PR #5138, opened 2015-12-01
Add "Smart Playlists" for subsonic

nicklan:
Notes:
- These playlists allow access to the subsonic feature of pulling new, frequently played, and so on albums.
- See: http://www.subsonic.org/pages/api.jsp#getAlbumList for the subsonic description
- The subsonic api is inherently album oriented.  Therefore at the moment the "count" argument for GenerateMore is used as the number of albums to pull, which hopefully isn't a problem.
- Could be made more efficient by multi-threading the fetch of the songs for each album

### DIFF
--- a/src/internet/subsonic/subsonicdynamicplaylist.cpp
+++ b/src/internet/subsonic/subsonicdynamicplaylist.cpp
@@ -1,0 +1,259 @@
+/* This file is part of Clementine.
+   Copyright 2015, Nick Lanham <nick@afternight.org>
+
+   Clementine is free software: you can redistribute it and/or modify
+   it under the terms of the GNU General Public License as published by
+   the Free Software Foundation, either version 3 of the License, or
+   (at your option) any later version.
+
+   Clementine is distributed in the hope that it will be useful,
+   but WITHOUT ANY WARRANTY; without even the implied warranty of
+   MERCHANTABILITY or FITNESS FOR A PARTICULAR PURPOSE.  See the
+   GNU General Public License for more details.
+
+   You should have received a copy of the GNU General Public License
+   along with Clementine.  If not, see <http://www.gnu.org/licenses/>.
+*/
+
+#include "subsonicdynamicplaylist.h"
+
+#include <QEventLoop>
+#include <QFileInfo>
+#include <QSslConfiguration>
+#include <QXmlStreamReader>
+
+#include "core/application.h"
+#include "core/logging.h"
+#include "core/network.h"
+#include "core/taskmanager.h"
+#include "core/timeconstants.h"
+#include "internet/core/internetplaylistitem.h"
+
+SubsonicDynamicPlaylist::SubsonicDynamicPlaylist()
+  : stat_(QueryStat_Newest),
+    offset_(0) {}
+
+SubsonicDynamicPlaylist::SubsonicDynamicPlaylist(const QString& name,
+                                                 QueryStat stat)
+  : stat_(stat),
+    offset_(0) {
+  set_name(name);
+}
+
+void SubsonicDynamicPlaylist::Load(const QByteArray& data) {
+  QDataStream s(data);
+  s >> *this;
+}
+
+void SubsonicDynamicPlaylist::Load(QueryStat stat) {
+  stat_ = stat;
+}
+
+QByteArray SubsonicDynamicPlaylist::Save() const {
+  QByteArray ret;
+  QDataStream s(&ret, QIODevice::WriteOnly);
+  s << *this;
+  return ret;
+}
+
+// copied from SubsonicService
+QNetworkReply* SubsonicDynamicPlaylist::Send(QNetworkAccessManager& network, const QUrl& url, const bool usesslv3) {
+  QNetworkRequest request(url);
+  // Don't try and check the authenticity of the SSL certificate - it'll almost
+  // certainly be self-signed.
+  QSslConfiguration sslconfig = QSslConfiguration::defaultConfiguration();
+  sslconfig.setPeerVerifyMode(QSslSocket::VerifyNone);
+  if (usesslv3) {
+    sslconfig.setProtocol(QSsl::SslV3);
+  }
+  request.setSslConfiguration(sslconfig);
+  QNetworkReply* reply = network.get(request);
+  return reply;
+}
+
+PlaylistItemList SubsonicDynamicPlaylist::Generate() { return GenerateMore(10); }
+
+PlaylistItemList SubsonicDynamicPlaylist::GenerateMore(int count) {
+  SubsonicService* service = InternetModel::Service<SubsonicService>();
+  int task_id = service->app_->task_manager()->StartTask(tr("Fetching Playlist Items"));
+  QUrl url = service->BuildRequestUrl("GetAlbumList");
+  QNetworkAccessManager network;
+
+  switch (stat_) {
+    case QueryStat::QueryStat_Newest:
+      url.addQueryItem("type","newest");
+      break;
+    case QueryStat::QueryStat_Highest:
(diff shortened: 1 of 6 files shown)


src/internet/subsonic/subsonicdynamicplaylist.h
```diff
@@ -0,0 +1,75 @@
...
+  // need our own one since we run in a different thread from service
+  QNetworkReply* Send(QNetworkAccessManager& network, const QUrl& url, const bool usesslv3);
+
+ private:
+  QueryStat stat_;
+  int offset_;
+  SubsonicService* service_;
+};
+
+#include "subsonicservice.h"
```
hatstand: Remove

src/internet/subsonic/subsonicdynamicplaylist.cpp
```diff
@@ -0,0 +1,259 @@
...
+  }
+  request.setSslConfiguration(sslconfig);
+  QNetworkReply* reply = network.get(request);
+  return reply;
+}
+
+PlaylistItemList SubsonicDynamicPlaylist::Generate() { return GenerateMore(10); }
+
+PlaylistItemList SubsonicDynamicPlaylist::GenerateMore(int count) {
+  SubsonicService* service = InternetModel::Service<SubsonicService>();
```
hatstand: It would be nice if you could avoid this singleton call here, is it possible to pass it in the constructor?

src/internet/subsonic/subsonicdynamicplaylist.cpp
```diff
@@ -0,0 +1,259 @@
...
+  int task_id = service->app_->task_manager()->StartTask(tr("Fetching Playlist Items"));
+  QUrl url = service->BuildRequestUrl("GetAlbumList");
+  QNetworkAccessManager network;
+
+  switch (stat_) {
```
hatstand: Refactor most of this into a separate function `QString GetType(QueryStat) const;`

src/internet/subsonic/subsonicdynamicplaylist.cpp
```diff
@@ -0,0 +1,259 @@
...
+      break;
+  case QueryStat::QueryStat_Starred:
+      url.addQueryItem("type","starred");
+      break;
+    case QueryStat::QueryStat_Random:
+      url.addQueryItem("type","random");
+      break;
+  }
+
+  if (count > 500) count = 500;  // 500 limit per subsonic api
```
hatstand: Add named constants for these magic numbers

src/internet/subsonic/subsonicdynamicplaylist.cpp
```diff
@@ -0,0 +1,259 @@
...
+  if (offset_ != 0) { // 0 is default
+    url.addQueryItem("offset",QString::number(offset_));
+  }
+
+  PlaylistItemList items;
+
+  QNetworkReply* reply = Send(network,url,service->usesslv3_);
+
+  // wait for reply
+  {
```
hatstand: There's a utility for this somewhere in clementine.

src/internet/subsonic/subsonicdynamicplaylist.cpp
```diff
@@ -0,0 +1,259 @@
...
+  }
+
+  if (reply->error() != QNetworkReply::NoError) {
+    qLog(Warning) << "HTTP error returned from Subsonic:" << reply->errorString()
+                  << ", url:" << url.toString();
+    service->app_->task_manager()->SetTaskFinished(task_id);
+    return items; // empty
+  }
+
+  reply->deleteLater();
```
hatstand: You should do this before the other return above

src/internet/subsonic/subsonicdynamicplaylist.cpp
```diff
@@ -0,0 +1,259 @@
...
+      return items;
+    }
+
+    qLog(Debug) << "Getting album: "<<reader.attributes().value("album").toString();
+    GetAlbum(service,items,reader.attributes().value("id").toString(),network,service->usesslv3_);
+
+    reader.skipCurrentElement();
+  }
+  offset_+=count;
+  service->app_->task_manager()->SetTaskFinished(task_id);
```
hatstand: Might be an idea to write a helper class or use `BOOST_SCOPE_EXIT` to make sure you don't forget to call `SetTaskFinished()` before every return.

src/internet/subsonic/subsonicdynamicplaylist.cpp
```diff
@@ -0,0 +1,259 @@
...
+  return items;
+}
+
+void SubsonicDynamicPlaylist::GetAlbum(SubsonicService* service, PlaylistItemList& list, QString id, QNetworkAccessManager& network, const bool usesslv3) {
+  QUrl url = service->BuildRequestUrl("getAlbum");
+  url.addQueryItem("id", id);
+  QNetworkReply* reply = Send(network, url, usesslv3);
```
hatstand: This is leaked I think

hatstand:
Please run `make format` too

src/internet/subsonic/subsonicdynamicplaylist.cpp
nicklan: I don't think so, because these lists get serialized and then reconstructed in Generator (generator.cpp line 40).  I could maybe put the singleton call there, but it's not clear that would be any better.  Let me know if you'd prefer that and I can see about getting it to work.

nicklan:
Fixed most of the issues you mentioned, and ran format.  Thanks for the review, and let me know if you want me to address some of the stuff that hasn't changed.

src/internet/subsonic/subsonicdynamicplaylist.cpp
```diff
@@ -0,0 +1,257 @@
...
+  PlaylistItemList items;
+
+  QNetworkReply* reply = Send(network, url, service->usesslv3_);
+
+  // wait for reply
+  {
+    QEventLoop loop;
+    connect(reply, SIGNAL(finished()), &loop, SLOT(quit()));
+    loop.exec();
+  }
```
hatstand: Use `WaitForSignal(reply, SIGNAL(finished()));` instead.

nicklan: Right, sorry, forgot to address that before

nicklan:
Okay, that covers everything except the singleton call, which I think can't be avoided, only moved to generator.cpp if I move it to the contructor.  If that's preferred, let me know and I can change that too.  Thanks for the feedback again.

src/internet/subsonic/subsonicdynamicplaylist.cpp
```diff
@@ -0,0 +1,246 @@
...
+  BOOST_SCOPE_EXIT_END
+
+  QUrl url = service->BuildRequestUrl("GetAlbumList");
+  QNetworkAccessManager network;
+
+  url.addQueryItem("type", GetTypeString());
+
+  if (count > kMaxCount) count = kMaxCount;
+  if (count != kDefaultCount) {
```
hatstand: Any reason not to just always set the `size` and `offset` parameters? It would make this code more robust to server changes.

nicklan: Mostly just an efficiency thing, not sending redundant parameters.  I'm happy to just always send it though. 

I will note that the subsonic api specifies these defaults, so they are unlikely to change, but either way.

hatstand: I think the explicit version is better; the 16 byte saving is irrelevant.

nicklan: Okay, no problem, done.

────────────────

Your task:
Return every line above in which the string "Load" occurs.

Task response:
+void SubsonicDynamicPlaylist::Load(const QByteArray& data) {
+void SubsonicDynamicPlaylist::Load(QueryStat stat) {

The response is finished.